I would change a few words in the senator's insightful observation: "To prove worthy of being a person [which is what gang membership confers on them] one has to kill someone to assert one's humanity."

Distorted as this reasoning appears to be, it demonstrates the low level of the social and intellectual development of these young men. This is why I drew on Marx who distinguished between a person's animal functions (eating, drinking, procreating) and his "species-being" (or conscious being) in which he realizes himself as "a universal and therefore free being" (Economic and Philosophical Manuscripts of 1844).

Like "the alienated worker" that Marx describes, these young men feel themselves truly free and active only in their animal functions rather than in exercising their human functions. It is only in the cultivation of their species-being that people fully become human.

The PM is free to praise Minister Young's intellectual dexterity and his availability to the former. He should use Minister Young as he chooses. However, a Minister of National Security should give his full attention to prevent the social conflagration that is just around the corner. Sooner rather than later the criminals will engage the police in an all-out shooting war. They fear neither God nor man and that is something of which we should be afraid.

The demands the PM makes on Minister Young may prevent the latter from devoting his full attention to his major duties. He is also the Minister of Communications and Minister in the Prime Minister's Office. No human being, no matter how smart he is, can do all three jobs efficiently. Since Minister Young cannot devote his full effort to securing the safety of the people of this nation, the PM should select someone else to do so.
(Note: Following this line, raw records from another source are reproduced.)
PR #293, opened 2025-10-02
Include event ID in mc_packet_assn for all packets

mjkramer:
Previously the MC event ID was being set to -1 for non-data packets (timestamps, syncs, triggers). This change makes it easier to reorder the packets event-by-event in a post-processing step (which would then make life easier for flow's event builder).

Tested:
image


diaza:
Looks good to me.
If you do something like `np.unique(event_ids)`, are all `-1`s eliminated?

mjkramer:
Good call. Indeed we have no more -1s:
image

PR #295, opened 2025-10-17
LArPix periodic reset

jaafar-chakrani:
## Motivation

This PR implements the periodic reset feature in LArPix. In detector operations, LArPix typically operates with a periodic reset to drain away slowly-accumulating charge on the front end due to e.g. leakage currents. In the past, this reset has been set to a period of ~400 microseconds, which means that it wasn't particularly important to simulate (as a drift window is ~200 microseconds). However, to mitigate far field effects, a significantly faster periodic reset has been used in more recent LArPix operations, with O(10 microsecond) periods, making it more important to take into account.

## Implementation
- The periodic reset cycles can be set from the detector properties YAML configuration file.
- The phase of the periodic reset on a given pixel is chosen randomly.
- Everytime the time tick `ic` reaches the periodic reset in [fee.get_adc_values](https://github.com/DUNE/larnd-sim/blob/10c00d4e8706a76ed5efe115a67ee262fd69fdf3/larndsim/fee.py#L538), `true_q` and `q_sum` are set to 0 and to the reset noise respectively, and the backtracking `current_fractions` is updated accordingly.
- _Temporary:_ added `qs` and `true_qs` arrays to record the changes to the charge at each time tick and save arrays of interest in an `.npz` file for debugging purposes. To be removed once this is validated.

##  Validation

So far, I ran a couple events with 25.6 and 10000.0 microseconds to compare the changes to the waveforms.

- Example 1: The periodic reset noise is reflected in the regular steps every 256 time tick. It also leads to the removal of a hit as it suppresses the long rising edge of the signal.
image 
image

- Example 2: This time, the periodic reset induces an additional early hit due to the positive charge injection.
 
image 
image

Further validation is still needed:
- [x] Look a the impact on the collected charge for shower events.
- [x] Compare the hit level distributions with and without the updates.
- [x] Compare waveforms with no periodic reset at all.
- [x] Confirm that the backtracking information is still okay for downstream analyses.

##  Remaining code updates
- [x] Add an option to disable the periodic reset (e.g. when `periodic_reset_cycles < 0`)
- [x] Remove the extra arrays used for debugging


jaafar-chakrani:
Added option to completely ignore the periodic reset if it's set < 0 and used that as the default. Below is a comparison with and without the periodic reset:
image image

Also, a comparison of the hit-level distributions (in linear and log y-axis scale): 
image

PR #296, opened 2025-10-17
FSD cosmic sim gain updates

jaafar-chakrani:
Updates to the LArPix-v2d gain following [measurements](https://indico.fnal.gov/event/71610/contributions/325972/attachments/192600/266961/v2d-gain-measurement_pixel_readout_october_16_2025.pdf) by @seg188:
- Changed the thresholds accordingly
- Changed the LArPix gain in the detector properties
image


seg188:
It looks like we have a default threshold value set around 8ke-, should we update this value to be more in line with the rest of the distribution?

jaafar-chakrani:
Using a default value more in line with the rest of the distribution now!

image

cuddandr (approved):
It runs fine for me and the plots look sensible as far as I can tell.

PR #298, opened 2025-10-28
Have MC tile layout match data

diaza:
This PR reconfigures the charge layout so that the simulation matches the data. I'll refer to the comment in the linked [PR](https://github.com/DUNE/ndlar_flow/pull/212) as validation for this PR. 
This PR should be merged in conjunction with the linked PR.

### DIFF
--- a/larndsim/config/config.yaml
+++ b/larndsim/config/config.yaml
@@ -89,7 +89,7 @@ ndlar_light:
 
 fsd:
     SIM_PROPERTIES:  cosmic_sim.yaml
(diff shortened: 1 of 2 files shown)


cuddandr:
I was able to run both larnd-sim and flow with the geometry fixes. Hand scanning a dozen or so events in the event display everything looks okay.
fsd_event_display_with_geom_fix

cuddandr (approved):
Simple enough reordering of arrays. It does in fact match the corresponding values in the nd-flow yaml, so looks good to me.

PR #300, opened 2025-11-09
Have LUT be read bottom-up, and modify the 2x2 LUTs to match true geometry

diaza:
As title says.
EDIT: [Here](https://docs.dunescience.org/cgi-bin/sso/RetrieveFile?docid=35172&filename=20251104-LUTissues.pdf&version=1)'s the talk where I went over the issues seen. If anyone missed it and would like a more detailed explanation, let me know and we can chat. 
EDIT: I'm adding everyone think might have any familiarity with the LUTs. No need to actually review if this isn't within your purview. 
To reflect the y-axis in the LUT, I used the following code:

```python
import numpy as np

def swap_y(filename, outfile):
    data = np.load(filename)['arr']
    arr = data.copy()
    arr = arr [:, ::-1, :, :]
    n_op_chan = arr.shape[-1]
    arr[..., :n_op_chan//2] = arr[..., :n_op_chan//2][...,::-1]
    arr[..., n_op_chan//2:] = arr[..., n_op_chan//2:][...,::-1]
    np.savez_compressed(outfile, arr=arr)
    return

filename = "/global/cfs/cdirs/dune/www/data/2x2/simulation/larndsim_data/light_LUT/lightLUT_Mod0_06052024_time_norm.npz"
outfile = filename.replace(".npz", "_swapped_y.npz")
swap_y(filename, outfile)

filename = "/global/cfs/cdirs/dune/www/data/2x2/simulation/larndsim_data/light_LUT/lightLUT_Mod123_06052024_time_norm.npz"
outfile = filename.replace(".npz", "_swapped_y.npz")
swap_y(filename, outfile)

```

Flipping for FSD shouldn't be necessary. 
The optical channel mapping will have to be remapped in flow.

### DIFF
--- a/larndsim/config/config.yaml
+++ b/larndsim/config/config.yaml
@@ -7,7 +7,7 @@ module0:
     # Path to light LUT at NERSC
     # Web portal: https://portal.nersc.gov/project/dune/data/2x2/simulation/larndsim_data/light_LUT/
     # Alternatively low granularity Mod0 based light LUT in larndsim, lightLUT.npz
-    LIGHT_LUT:       /dvs_ro/cfs/cdirs/dune/www/data/2x2/simulation/larndsim_data/light_LUT/lightLUT_Mod0_06052024_time_norm.npz
+    LIGHT_LUT:       /dvs_ro/cfs/cdirs/dune/www/data/2x2/simulation/larndsim_data/light_LUT/lightLUT_Mod0_06052024_time_norm_swapped_y.npz
     LIGHT_DET_NOISE: light_noise-module0.npy
     LIGHT_SIMULATED: True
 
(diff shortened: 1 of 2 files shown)


diaza:
I've opened PRs for op channel remaps for [2x2](https://github.com/DUNE/ndlar_flow/pull/221) and [FSD](https://github.com/DUNE/ndlar_flow/pull/222).

liviocali:
@diaza I did not review the new channel maps in detail. But everything else seems sensible to me. Do you have tools to verify the new channel map? E.g. Angela at some point produced edepsim files that should deposit some charge exactly in front of the SiPMs to verify the mapping.

diaza:
> @diaza I did not review the new channel maps in detail. But everything else seems sensible to me. Do you have tools to verify the new channel map? E.g. Angela at some point produced edepsim files that should deposit some charge exactly in front of the SiPMs to verify the mapping.

If @Angela-White has that ready to send, that would be great! Otherwise I can try to create my own, I've done something similar for 2x2

diaza:
@liviocali 
I've attached two gifs, showing how the light deposition changes as a function of charge deposition position in the FSD. The first shows for the existing code, the other for my modifications. You can see that the depositions in the second gif look more sensible. 
EDIT: Replacing with better gifs.
develop_fsd
feature_fsd

diaza:
For good measure, I'm showing below two gifs with a similar comparison as above, but in the 2x2. This comparisons should show that the modifications made to larndsim, the LUT, and the op channel mapping in 2x2 result in the same output. The top gif is for the existing code, and the second gif is for the updated. 
develop_2x2
feature_2x2

cuddandr (approved):
The GIFs are enough validation for me. Everything looks good to me.

PR #301, opened 2025-11-12
Use dynamic pixel batches based on num of segments

mjkramer:
Previously, each sub-batch (of segments) corresponded to a fixed-size region of pixels. As a result, the number of segments per sub-batch could vary wildly. With this, the pixel region is dynamically sized in order to get the number of segments as close as possible to the (new) `segment_batch_size` parameter. The `pixel_batch_size` parameter is gone.


diaza:
Looks good to me!

diaza (approved):

PR #302, opened 2025-11-21
NDLAr Config Choices for MiniProdN5 Nominal (Sample A)

alexbooth92:
Changing the `max_radius` to 4 and switching on light backtracking for NDLAr.


cuddandr (approved):
Looks good to me. How concerned are you about running out of GPU memory with the light backtracking and increased max radius? I'm nearly done with halving the light LUT memory size (famous last words) which would cut ~9.5 GB from the simulation.

alexbooth92:
Thanks Andrew! Matt was able to run a successful test with a single file. I guess we'll get a handle on the failure rate due to memory as we scale up 😅

An extra 10 GB of headroom would be very nice!

mjkramer (approved):

PR #148, opened 2019-11-25
Remove quotes.

monaka:
Signed-off-by: Masaki Muranaka <monaka@monami-ya.com

### What does this PR do?

Resolves eclipse/che#15293.

eclipse/che#15293


nickboldt:
why would your plugin need multiple icons? AFAIU only one can be displayed in the dashboard.

amisevsk:
@nickboldt 
> why would your plugin need multiple icons? AFAIU only one can be displayed in the dashboard.

The issue occurs if two plugins specify separate images, and is a pretty big mistake on my part in initially implementing it. We haven't seen it yet since *every* plugin uses the same Che logo.

monaka:
@amisevsk I agree #150 is the better approach. I close this now and move to #150.

PR #149, opened 2019-11-25
Prepare an image for Quarkus dev environment

svor:

### What does this PR do?
Patches quay.io/quarkus/centos-quarkus-maven:19.2.1 to use it Quarkus devfile as a dev environment.

**This image contains:**
OpenJDK 1.8.0_232
GraalVM 19.2.1
Apache Maven 3.6.1 

https://github.com/eclipse/che/issues/14506

### DIFF
--- a/arbitrary-users-patch/base_images
+++ b/arbitrary-users-patch/base_images
@@ -10,3 +10,4 @@ che-nodejs8-centos      registry.centos.org/che-stacks/centos-nodejs
 che-php-7               eclipse/php:7.1-che7
 che-python-3.6          centos/python-36-centos7:1
 che-python-3.7          python:3.7.4-slim
+che-quarkus             quay.io/quarkus/centos-quarkus-maven:19.2.1


arbitrary-users-patch/base_images
```diff
@@ -10,3 +10,4 @@ che-nodejs8-centos      registry.centos.org/che-stacks/centos-nodejs
 che-php-7               eclipse/php:7.1-che7
 che-python-3.6          centos/python-36-centos7:1
 che-python-3.7          python:3.7.4-slim
+che-qurkus-19.2.1       quay.io/quarkus/centos-quarkus-maven:19.2.1
```
amisevsk:
```suggestion
che-quarkus-19.2.1       quay.io/quarkus/centos-quarkus-maven:19.2.1
```

amisevsk:
Note also that before merging this PR, repo `quay.io/eclipse/che-quarkus-19.2.1` must be created

arbitrary-users-patch/base_images
amisevsk: Additionally, consider just using `che-quarkus` or `che-quarkus-19`; if we name it after a bugfix release we will have to start a new repo for `19.2.2`, etc.

I'd prefer the images we push to quay.io to refer to compatible sets of versions, rather than specific targetted versions.

svor: I'v changed it to **che-quarkus**. 19.2.1 - it is version of GraalVM, so probably for now it makes sense to name it che-quarkus.

svor:
> Note also that before merging this PR, repo quay.io/eclipse/che-quarkus-19.2.1 must be created

@amisevsk Thanks, I'll ask to create the repo before merging

arbitrary-users-patch/base_images
amisevsk: :+1:

svor:
@ibuziuk  It'll be possible to run quarkus devfile with 3GB. It won't be possible to use native compilation, because for that we need to have > 2Gb

nickboldt:
Looks OK to me but I'd prefer if the image was based on UBI than Centos, because then we'd be able to more easily reuse it in downstream. :)

amisevsk:
@svor Created https://quay.io/repository/eclipse/che-quarkus

svor:
> @svor Created https://quay.io/repository/eclipse/che-quarkus

@amisevsk thanks!

PR #150, opened 2019-11-25
Fix caching of images when multiple images specified

amisevsk:
### What does this PR do?
Fix bug reading list of images specified in meta.yamls, where more than one unique URL would cause caching script to fail.

https://github.com/eclipse/che/issues/15293

### DIFF
--- a/build/scripts/cache_images.sh
+++ b/build/scripts/cache_images.sh
@@ -40,7 +40,9 @@ while read -r image; do
   image_dir="${RESOURCES_DIR%/}/${image_dir%/*}"
   mkdir -p "$image_dir"
 
-  cached_image="${image_dir%/}/${filename%\?*}"
+  # Strip query and fragment components from image URL
+  cached_image="${image_dir%/}/${filename%%\?*}"
+  cached_image="${cached_image%%\#*}"
   mv "$file" "$cached_image"
   echo "  Downloaded image $image to $cached_image"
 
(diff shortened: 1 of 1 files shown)


amisevsk:
@monaka WDYT about this PR vs yours (https://github.com/eclipse/che-devfile-registry/pull/148)? They both work but if we ever get around to enabling CI on this repo, shellcheck will fail on the missing quotes in #148.

amisevsk:
I added a commit to resolve another issue I ran into while testing:

Images can be passed with query parameters, e.g. https://raw.githubusercontent.com/redhat-developer/codeready-workspaces/master/dependencies/che-devfile-registry/images/type-java.svg?sanitize=true

The devfile registry currently will save images with filename `type-java.svg?sanitize=true`, which makes them inaccessible in offline mode. Commit 3c68339ca91a887f1bd835f9ca580a174b96677e fixes that.

build/scripts/cache_images.sh
```diff
@@ -40,13 +40,13 @@ for image in "${images[@]}"; do
   image_dir="${RESOURCES_DIR%/}/${image_dir%/*}"
   mkdir -p "$image_dir"
 
-  cached_image="${image_dir%/}/${filename}"
+  cached_image="${image_dir%/}/${filename%\?*}"
```
monaka: I guess `#` fragment also should be cared here. @amisevsk

amisevsk: Thanks @monaka, I missed that. I've fixed it to strip both query and fragment components, and also to avoid an edge case where a url contains multiple `?` or `#` chars.

monaka: I checked 2c34856 and LGTM.

amisevsk: Thanks @monaka!

PR #160, opened 2019-12-09
Unset MAVEN_CONFIG env in Maven based images

svor:

### What does this PR do?
This PR unsets MAVEN_CONFIG env to make it possible to run **mvnw** scripts. 

https://github.com/eclipse/che/issues/13926


arbitrary-users-patch/build_images.sh
```diff
@@ -31,7 +33,11 @@ while read -r line; do
   base_image_name=$(echo "$line" | tr -s ' ' | cut -f 1 -d ' ')
   base_image=$(echo "$line" | tr -s ' ' | cut -f 2 -d ' ')
   echo "Building ${NAME_FORMAT}/${base_image_name}:${TAG} based on $base_image ..."
-  docker build -t "${NAME_FORMAT}/${base_image_name}:${TAG}" --no-cache --build-arg FROM_IMAGE="$base_image" "${SCRIPT_DIR}"/
+  script_dir=${SCRIPT_DIR}
+  if [[ ${base_image:0:5} = ${MAVEN_BASE} ]] ; then
```
nickboldt: This seems like a too-restrictive check. What if the base image name is just a java image which happens to have maven in it? https://github.com/redhat-developer/codeready-workspaces/blob/master/dependencies/che-devfile-registry/devfiles/02_java-maven/devfile.yaml#L18

Why not do a check like this?

```
  # substring check for "java" or "maven" in ${base_image}
  if [[ ${base_image} = *"maven"* ]] || [[ ${base_image} = *"java"* ]]; then 
```

nickboldt:
Should we do a similar change to the devfile.yaml files for these?

https://github.com/redhat-developer/codeready-workspaces/blob/master/dependencies/che-devfile-registry/devfiles/00_java-eap-maven/devfile.yaml#L20-L21
https://github.com/redhat-developer/codeready-workspaces/blob/master/dependencies/che-devfile-registry/devfiles/01_java-eap-thorntail/devfile.yaml#L20-L21
https://github.com/redhat-developer/codeready-workspaces/blob/master/dependencies/che-devfile-registry/devfiles/02_java-maven/devfile.yaml#L20-L21

And do I need to apply `ENV MAVEN_CONFIG=` in this dockerfile?

http://pkgs.devel.redhat.com/cgit/containers/codeready-workspaces-stacks-java/tree/Dockerfile?h=crw-2.0-rhel-8#n82

arbitrary-users-patch/build_images.sh
amisevsk: I continue to be strongly against this sort of patch in the arbitrary user patch section. If we want an image with `MAVEN_CONFIG` unset then we should build one explicitly.

amisevsk: Also worth noting that this workaround is *specific* to the [dockerhub community maven image](https://github.com/carlossg/docker-maven/blob/master/jdk-8/mvn-entrypoint.sh#L45), and is not necessary in e.g. an image where you install maven yourself.

svor:
@amisevsk My point was to unset `MAVEN_CONFIG` for both images `che-java11-maven` and `che-java8-maven` in one place. Probably I agree with you that it wasn't the best choice to patch them in a general script by adding maven specific logic. 
So, if it's OK for you to unset `MAVEN_CONFIG` in all devfiles where we are using `che-java11-maven` and `che-java8-maven`, I'll do that

nickboldt:
What if we built a pair of small, UBI 8 based images that work on OpenShift and include either JDK 8 or 11?

Then you would not be dependent on Alpine, would get the benefits of CVE fixes, and would provide something that could more closely be used for downstream too.

Also the JDK 11 image could be the basis for quarkus devfiles.

amisevsk:
I'm happy with either option
- Updating devfiles makes sense to me; we're using a particular image for the maven dependency, so the devfiles have to have a workaround for that particular image.
- We can update the image we use to avoid having to unset `MAVEN_CONFIG`, by building a ubi-based image.

Both also have (minor) downsides:
- Updating our devfiles works but might be a sticking point for users trying to reuse our "che-maven" image (they would have to figure out the same fix for their devfile, if they don't use one of ours as a base). 
- It's not clear how we build our UBI-based image, since we don't have a repo + CI for doing this currently.

nickboldt:
> It's not clear how we build our UBI-based image, since we don't have a repo + CI for doing this currently.

Yes, and that's a problem. How can you rely on an image if you have no idea how to build it? :( 

How about we use `quay.io/eclipse/che-quarkus:nightly` as the JDK 11 / maven image?

That's the one that's ref'd in https://github.com/eclipse/che-devfile-registry/pull/144 

I also don't know how it's built but i do see it as the last line in the list in https://github.com/eclipse/che-devfile-registry/blob/master/arbitrary-users-patch/base_images

svor:
> How about we use quay.io/eclipse/che-quarkus:nightly as the JDK 11 / maven image?

Right now it is quay.io/quarkus/centos-quarkus-maven:19.2.1 and it provides Java8, GraalVM, Maven, Podman and Buildah.

svor:
@amisevsk So, as we decided in the issue https://github.com/eclipse/che/issues/13926#issuecomment-559073072, I set empty value for MAVEN_CONFIG in devfiles where the sample uses **mvnw** utility.
If it's OK for now, i'll provide same fix for https://github.com/redhat-developer/devfile/tree/master/getting-started and https://github.com/redhat-developer/codeready-workspaces/tree/master/dependencies/che-devfile-registry/devfiles.

devfiles/apache-camel-springboot/devfile.yaml
```diff
@@ -26,8 +26,8 @@ components:
     alias: maven
     image: quay.io/eclipse/che-java8-maven:nightly
     env:
-      - name: MAVEN_CONFIG
-        value: "/home/user/.m2"
+      - name: MAVEN_CONFIG
```
amisevsk: Some stray whitespace here

devfiles/java-maven/devfile.yaml
```diff
@@ -18,8 +18,6 @@ components:
     alias: maven
     image: quay.io/eclipse/che-java11-maven:nightly
     env:
-      - name: MAVEN_CONFIG
-        value: /home/user/.m2
```
amisevsk: I think we should also unset `MAVEN_CONFIG` here, since the base image has `MAVEN_CONFIG=/root/.m2` by default. Our sample project doesn't use `mvnw` but it might trip up someone trying to import their own project.

svor: Unset for all maven based devfiles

I admire the PM's public appreciation for Minister Young's devotion. Yet, such sentiments leave me feeling that while the country burns, the chief fire fighter is busy keeping the Fire Commissioner's car shiny and new. Nero fiddled as Rome burned.

The central object of our democracy remains the promotion of "life, liberty and the pursuit of happiness." We can only attain that goal if we have a devoted minister of national security.

It would be nice if the Minister of National Security could be left alone to do his job.